■ PROBLEM TO SOLVE ■
Lines with "classifier": copy each one from the listing below.

■ THE INPUT ■
※

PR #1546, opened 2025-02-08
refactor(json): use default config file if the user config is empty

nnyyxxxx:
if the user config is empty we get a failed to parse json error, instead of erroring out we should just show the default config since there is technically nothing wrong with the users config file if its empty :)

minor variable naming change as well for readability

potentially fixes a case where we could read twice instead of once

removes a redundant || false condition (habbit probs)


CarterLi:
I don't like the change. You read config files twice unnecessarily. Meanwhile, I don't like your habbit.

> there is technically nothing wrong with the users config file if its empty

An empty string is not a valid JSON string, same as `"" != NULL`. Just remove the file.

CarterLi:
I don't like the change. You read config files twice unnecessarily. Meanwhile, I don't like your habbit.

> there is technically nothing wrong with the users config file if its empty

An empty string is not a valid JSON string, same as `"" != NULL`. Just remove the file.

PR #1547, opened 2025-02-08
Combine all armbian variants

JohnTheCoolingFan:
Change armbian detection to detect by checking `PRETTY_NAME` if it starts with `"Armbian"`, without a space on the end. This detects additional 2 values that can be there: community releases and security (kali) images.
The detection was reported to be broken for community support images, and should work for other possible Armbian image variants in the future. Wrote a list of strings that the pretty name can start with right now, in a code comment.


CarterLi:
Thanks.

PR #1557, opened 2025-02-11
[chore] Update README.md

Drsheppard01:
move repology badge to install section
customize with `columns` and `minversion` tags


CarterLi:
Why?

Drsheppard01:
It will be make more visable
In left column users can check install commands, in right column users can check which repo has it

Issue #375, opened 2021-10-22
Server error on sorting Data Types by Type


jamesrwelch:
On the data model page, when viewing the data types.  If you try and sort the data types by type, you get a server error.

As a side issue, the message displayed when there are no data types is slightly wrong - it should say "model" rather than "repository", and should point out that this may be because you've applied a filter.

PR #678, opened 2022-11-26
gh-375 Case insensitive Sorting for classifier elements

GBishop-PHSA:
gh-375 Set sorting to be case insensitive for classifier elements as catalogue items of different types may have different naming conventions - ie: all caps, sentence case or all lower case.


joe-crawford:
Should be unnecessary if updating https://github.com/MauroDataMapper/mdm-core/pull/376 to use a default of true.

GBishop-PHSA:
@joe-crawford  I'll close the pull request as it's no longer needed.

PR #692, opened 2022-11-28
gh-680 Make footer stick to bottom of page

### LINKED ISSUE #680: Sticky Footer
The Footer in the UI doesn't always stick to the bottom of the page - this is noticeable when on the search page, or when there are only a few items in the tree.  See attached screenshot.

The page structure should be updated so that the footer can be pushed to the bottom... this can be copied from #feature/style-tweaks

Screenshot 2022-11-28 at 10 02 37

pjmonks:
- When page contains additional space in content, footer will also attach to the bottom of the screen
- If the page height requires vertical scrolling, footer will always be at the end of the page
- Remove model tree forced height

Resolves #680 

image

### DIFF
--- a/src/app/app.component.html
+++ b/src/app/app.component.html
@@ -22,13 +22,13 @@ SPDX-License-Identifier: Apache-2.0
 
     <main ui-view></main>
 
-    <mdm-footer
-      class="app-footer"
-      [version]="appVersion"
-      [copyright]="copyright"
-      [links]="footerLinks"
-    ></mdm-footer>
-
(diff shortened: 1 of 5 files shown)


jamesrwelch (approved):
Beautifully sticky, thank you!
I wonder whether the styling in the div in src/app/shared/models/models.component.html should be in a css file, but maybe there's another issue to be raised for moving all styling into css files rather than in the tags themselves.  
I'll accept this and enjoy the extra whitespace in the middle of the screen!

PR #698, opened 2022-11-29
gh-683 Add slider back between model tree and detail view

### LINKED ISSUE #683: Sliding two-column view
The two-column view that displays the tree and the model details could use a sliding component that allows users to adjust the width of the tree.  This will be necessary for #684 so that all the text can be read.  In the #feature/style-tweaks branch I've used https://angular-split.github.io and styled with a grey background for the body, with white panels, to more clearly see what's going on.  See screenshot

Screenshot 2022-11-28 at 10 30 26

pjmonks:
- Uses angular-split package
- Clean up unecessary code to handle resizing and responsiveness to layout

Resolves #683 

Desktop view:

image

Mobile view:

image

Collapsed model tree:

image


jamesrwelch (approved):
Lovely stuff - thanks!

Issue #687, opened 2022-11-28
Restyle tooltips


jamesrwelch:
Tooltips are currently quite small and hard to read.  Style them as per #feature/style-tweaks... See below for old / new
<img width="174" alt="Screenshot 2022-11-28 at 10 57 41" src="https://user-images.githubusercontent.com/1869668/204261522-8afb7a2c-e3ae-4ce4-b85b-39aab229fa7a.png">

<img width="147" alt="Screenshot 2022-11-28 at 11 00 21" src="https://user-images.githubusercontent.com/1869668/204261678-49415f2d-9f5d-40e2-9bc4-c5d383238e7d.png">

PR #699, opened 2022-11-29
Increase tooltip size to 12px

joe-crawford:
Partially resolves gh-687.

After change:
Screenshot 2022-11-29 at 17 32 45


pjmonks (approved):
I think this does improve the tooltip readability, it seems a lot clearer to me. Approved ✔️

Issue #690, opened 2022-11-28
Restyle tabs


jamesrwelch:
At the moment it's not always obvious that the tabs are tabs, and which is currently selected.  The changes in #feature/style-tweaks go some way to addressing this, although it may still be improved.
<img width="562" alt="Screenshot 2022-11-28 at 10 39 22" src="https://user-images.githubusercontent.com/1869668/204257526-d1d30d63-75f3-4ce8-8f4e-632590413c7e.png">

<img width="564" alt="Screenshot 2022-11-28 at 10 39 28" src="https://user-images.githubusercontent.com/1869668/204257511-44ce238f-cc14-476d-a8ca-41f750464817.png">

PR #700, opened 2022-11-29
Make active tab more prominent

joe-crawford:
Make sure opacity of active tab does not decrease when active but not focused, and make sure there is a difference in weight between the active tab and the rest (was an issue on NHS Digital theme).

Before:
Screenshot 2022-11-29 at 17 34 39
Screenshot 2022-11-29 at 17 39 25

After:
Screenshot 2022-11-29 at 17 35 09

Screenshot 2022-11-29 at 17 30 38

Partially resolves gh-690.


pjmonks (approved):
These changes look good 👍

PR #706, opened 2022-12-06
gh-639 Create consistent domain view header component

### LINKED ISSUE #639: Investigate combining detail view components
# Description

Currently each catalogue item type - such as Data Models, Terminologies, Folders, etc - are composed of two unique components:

※

■ SOLUTION BELOW ■
gh-375 Case insensitive Sorting for classifier elements
gh-375 Set sorting to be case insensitive for classifier elements as catalogue items of different types may have different naming conventions - ie: all caps, sentence case or all lower case.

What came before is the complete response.